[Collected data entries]
________________
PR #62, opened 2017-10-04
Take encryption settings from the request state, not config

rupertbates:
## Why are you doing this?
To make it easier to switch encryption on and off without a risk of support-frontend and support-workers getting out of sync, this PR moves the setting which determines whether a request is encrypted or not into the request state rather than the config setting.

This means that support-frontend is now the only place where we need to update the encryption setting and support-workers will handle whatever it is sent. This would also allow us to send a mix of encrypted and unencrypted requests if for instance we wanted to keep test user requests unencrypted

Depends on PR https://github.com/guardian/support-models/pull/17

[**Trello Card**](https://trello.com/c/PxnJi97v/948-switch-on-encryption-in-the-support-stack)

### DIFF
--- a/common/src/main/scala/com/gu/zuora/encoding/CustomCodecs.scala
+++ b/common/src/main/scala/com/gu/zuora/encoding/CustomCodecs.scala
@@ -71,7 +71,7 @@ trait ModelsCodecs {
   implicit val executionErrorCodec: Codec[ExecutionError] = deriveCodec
________________
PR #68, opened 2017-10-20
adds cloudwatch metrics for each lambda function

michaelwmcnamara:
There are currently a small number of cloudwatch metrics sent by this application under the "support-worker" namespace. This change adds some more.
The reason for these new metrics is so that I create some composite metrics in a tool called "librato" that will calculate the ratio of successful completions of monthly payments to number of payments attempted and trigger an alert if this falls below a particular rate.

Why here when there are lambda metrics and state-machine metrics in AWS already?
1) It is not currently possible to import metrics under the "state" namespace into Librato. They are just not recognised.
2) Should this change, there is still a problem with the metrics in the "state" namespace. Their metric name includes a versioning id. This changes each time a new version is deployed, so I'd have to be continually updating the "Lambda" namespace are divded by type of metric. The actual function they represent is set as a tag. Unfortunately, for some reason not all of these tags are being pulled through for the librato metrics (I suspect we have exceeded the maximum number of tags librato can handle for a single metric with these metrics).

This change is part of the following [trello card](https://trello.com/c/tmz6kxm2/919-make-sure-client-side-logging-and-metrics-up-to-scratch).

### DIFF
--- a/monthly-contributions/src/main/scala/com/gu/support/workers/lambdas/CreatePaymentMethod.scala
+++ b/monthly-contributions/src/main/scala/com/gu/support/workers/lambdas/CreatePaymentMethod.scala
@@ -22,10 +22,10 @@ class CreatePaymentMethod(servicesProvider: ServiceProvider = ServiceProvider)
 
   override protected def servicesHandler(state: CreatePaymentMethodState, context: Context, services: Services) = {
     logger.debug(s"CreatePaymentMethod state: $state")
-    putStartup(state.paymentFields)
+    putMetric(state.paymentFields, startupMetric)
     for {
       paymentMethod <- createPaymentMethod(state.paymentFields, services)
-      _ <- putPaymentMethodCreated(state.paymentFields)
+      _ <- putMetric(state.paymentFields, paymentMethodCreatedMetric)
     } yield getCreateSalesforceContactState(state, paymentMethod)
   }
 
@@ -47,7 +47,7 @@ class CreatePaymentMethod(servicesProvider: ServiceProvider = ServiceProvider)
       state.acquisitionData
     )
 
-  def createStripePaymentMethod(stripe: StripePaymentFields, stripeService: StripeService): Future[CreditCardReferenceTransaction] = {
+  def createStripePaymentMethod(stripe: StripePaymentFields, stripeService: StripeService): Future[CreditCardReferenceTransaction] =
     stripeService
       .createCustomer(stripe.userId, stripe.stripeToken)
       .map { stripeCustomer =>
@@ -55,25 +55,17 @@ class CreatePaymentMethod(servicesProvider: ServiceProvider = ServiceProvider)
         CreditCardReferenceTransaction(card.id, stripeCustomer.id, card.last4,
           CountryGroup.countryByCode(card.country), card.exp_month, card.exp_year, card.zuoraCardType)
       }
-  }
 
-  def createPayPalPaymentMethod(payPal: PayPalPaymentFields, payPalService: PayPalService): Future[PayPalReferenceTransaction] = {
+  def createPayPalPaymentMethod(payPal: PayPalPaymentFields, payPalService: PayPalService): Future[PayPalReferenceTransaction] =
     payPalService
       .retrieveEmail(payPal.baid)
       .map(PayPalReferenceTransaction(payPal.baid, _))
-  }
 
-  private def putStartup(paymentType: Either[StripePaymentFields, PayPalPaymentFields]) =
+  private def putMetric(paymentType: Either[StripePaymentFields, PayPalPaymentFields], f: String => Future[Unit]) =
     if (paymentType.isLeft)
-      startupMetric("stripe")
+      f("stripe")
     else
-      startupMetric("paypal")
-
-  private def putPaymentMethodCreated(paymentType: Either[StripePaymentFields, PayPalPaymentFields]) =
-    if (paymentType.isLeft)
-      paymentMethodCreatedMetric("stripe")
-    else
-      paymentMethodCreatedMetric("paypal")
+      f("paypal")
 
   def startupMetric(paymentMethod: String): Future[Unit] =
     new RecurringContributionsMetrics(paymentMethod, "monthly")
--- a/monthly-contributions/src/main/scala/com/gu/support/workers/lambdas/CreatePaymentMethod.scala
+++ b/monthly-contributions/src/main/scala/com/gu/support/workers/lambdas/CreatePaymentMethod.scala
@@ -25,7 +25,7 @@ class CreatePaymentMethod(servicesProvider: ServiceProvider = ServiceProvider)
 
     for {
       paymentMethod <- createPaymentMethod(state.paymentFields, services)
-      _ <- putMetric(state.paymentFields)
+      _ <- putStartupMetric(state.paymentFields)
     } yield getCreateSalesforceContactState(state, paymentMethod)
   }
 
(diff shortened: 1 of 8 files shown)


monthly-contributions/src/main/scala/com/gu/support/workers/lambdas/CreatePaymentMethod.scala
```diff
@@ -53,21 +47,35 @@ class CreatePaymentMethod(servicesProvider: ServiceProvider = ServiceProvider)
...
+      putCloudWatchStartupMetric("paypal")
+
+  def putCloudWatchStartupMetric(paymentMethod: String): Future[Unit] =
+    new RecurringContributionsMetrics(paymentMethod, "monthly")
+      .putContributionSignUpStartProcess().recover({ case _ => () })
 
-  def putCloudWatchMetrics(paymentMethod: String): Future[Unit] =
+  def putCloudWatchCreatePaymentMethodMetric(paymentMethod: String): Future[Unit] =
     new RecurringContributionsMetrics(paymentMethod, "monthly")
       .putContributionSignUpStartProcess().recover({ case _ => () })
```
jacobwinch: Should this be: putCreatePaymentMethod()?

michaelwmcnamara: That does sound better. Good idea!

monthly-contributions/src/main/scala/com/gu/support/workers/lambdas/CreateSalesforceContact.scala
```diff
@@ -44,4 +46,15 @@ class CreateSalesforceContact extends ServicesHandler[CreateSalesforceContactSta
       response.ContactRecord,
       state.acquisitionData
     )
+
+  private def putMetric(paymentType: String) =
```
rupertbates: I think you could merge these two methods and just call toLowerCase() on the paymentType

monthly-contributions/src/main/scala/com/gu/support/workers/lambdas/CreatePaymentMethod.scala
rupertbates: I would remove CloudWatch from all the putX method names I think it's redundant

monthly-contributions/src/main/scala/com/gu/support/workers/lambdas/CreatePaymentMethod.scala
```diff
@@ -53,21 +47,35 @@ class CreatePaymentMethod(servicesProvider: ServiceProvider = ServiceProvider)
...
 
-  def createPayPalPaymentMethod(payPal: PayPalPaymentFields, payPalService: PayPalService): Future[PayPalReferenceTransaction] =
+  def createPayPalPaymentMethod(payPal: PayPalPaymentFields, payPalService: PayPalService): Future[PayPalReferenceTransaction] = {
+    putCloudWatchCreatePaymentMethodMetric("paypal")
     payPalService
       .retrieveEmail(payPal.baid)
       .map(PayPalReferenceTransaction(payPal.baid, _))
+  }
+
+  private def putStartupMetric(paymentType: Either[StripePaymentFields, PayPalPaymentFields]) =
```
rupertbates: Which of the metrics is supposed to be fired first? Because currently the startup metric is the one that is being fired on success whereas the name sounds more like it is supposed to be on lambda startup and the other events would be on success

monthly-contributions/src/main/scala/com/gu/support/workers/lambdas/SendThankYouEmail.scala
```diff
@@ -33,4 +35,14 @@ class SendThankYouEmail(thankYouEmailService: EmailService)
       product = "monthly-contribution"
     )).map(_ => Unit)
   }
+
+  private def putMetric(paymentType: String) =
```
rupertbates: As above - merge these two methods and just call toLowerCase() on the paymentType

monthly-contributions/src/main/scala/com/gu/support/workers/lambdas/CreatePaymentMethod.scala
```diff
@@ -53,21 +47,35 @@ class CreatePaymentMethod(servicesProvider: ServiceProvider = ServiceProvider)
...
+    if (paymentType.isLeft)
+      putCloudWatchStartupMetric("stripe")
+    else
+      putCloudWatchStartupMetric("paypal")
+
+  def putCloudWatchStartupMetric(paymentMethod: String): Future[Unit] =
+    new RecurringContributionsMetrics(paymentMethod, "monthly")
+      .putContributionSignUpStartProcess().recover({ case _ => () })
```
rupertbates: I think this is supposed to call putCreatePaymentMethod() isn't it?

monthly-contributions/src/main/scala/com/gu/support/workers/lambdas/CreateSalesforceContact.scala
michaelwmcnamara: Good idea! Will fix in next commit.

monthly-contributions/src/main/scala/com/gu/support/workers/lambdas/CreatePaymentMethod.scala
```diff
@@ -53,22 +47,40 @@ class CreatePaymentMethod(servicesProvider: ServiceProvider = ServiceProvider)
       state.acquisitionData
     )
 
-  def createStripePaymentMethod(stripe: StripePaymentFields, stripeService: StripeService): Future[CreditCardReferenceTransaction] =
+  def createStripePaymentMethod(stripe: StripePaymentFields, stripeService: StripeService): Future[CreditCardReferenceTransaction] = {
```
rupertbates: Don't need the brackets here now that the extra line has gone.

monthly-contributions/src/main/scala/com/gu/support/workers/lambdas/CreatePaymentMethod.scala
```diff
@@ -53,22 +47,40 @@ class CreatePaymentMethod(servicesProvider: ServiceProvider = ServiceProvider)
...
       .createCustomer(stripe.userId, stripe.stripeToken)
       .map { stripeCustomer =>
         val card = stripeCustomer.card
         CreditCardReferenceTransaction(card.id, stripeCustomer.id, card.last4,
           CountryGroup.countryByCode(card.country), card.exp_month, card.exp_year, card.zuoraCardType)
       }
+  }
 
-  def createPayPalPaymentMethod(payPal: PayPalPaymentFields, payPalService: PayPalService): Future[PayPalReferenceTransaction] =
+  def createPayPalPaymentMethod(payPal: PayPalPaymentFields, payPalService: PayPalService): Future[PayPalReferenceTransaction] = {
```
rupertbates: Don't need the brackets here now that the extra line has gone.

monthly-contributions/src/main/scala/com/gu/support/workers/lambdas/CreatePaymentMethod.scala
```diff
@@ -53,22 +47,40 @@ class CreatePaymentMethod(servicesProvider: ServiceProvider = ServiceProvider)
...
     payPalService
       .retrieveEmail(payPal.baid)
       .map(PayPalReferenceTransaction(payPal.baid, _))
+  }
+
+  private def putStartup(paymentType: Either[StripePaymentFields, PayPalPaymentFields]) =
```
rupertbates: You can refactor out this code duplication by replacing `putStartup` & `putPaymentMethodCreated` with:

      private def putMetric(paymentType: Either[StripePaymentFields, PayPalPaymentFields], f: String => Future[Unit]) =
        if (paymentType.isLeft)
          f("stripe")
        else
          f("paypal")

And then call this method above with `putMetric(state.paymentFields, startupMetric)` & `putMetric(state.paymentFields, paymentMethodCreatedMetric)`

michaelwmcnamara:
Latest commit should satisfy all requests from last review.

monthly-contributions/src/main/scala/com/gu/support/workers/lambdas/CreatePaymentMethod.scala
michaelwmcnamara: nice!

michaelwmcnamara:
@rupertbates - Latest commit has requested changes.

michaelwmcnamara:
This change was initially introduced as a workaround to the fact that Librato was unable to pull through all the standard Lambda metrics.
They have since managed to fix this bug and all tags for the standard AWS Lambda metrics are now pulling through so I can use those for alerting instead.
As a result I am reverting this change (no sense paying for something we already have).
________________
THE PROBLEM. The answer must be every line of the records that contains the word "Good".

OUTPUT.
michaelwmcnamara: That does sound better. Good idea!
michaelwmcnamara: Good idea! Will fix in next commit.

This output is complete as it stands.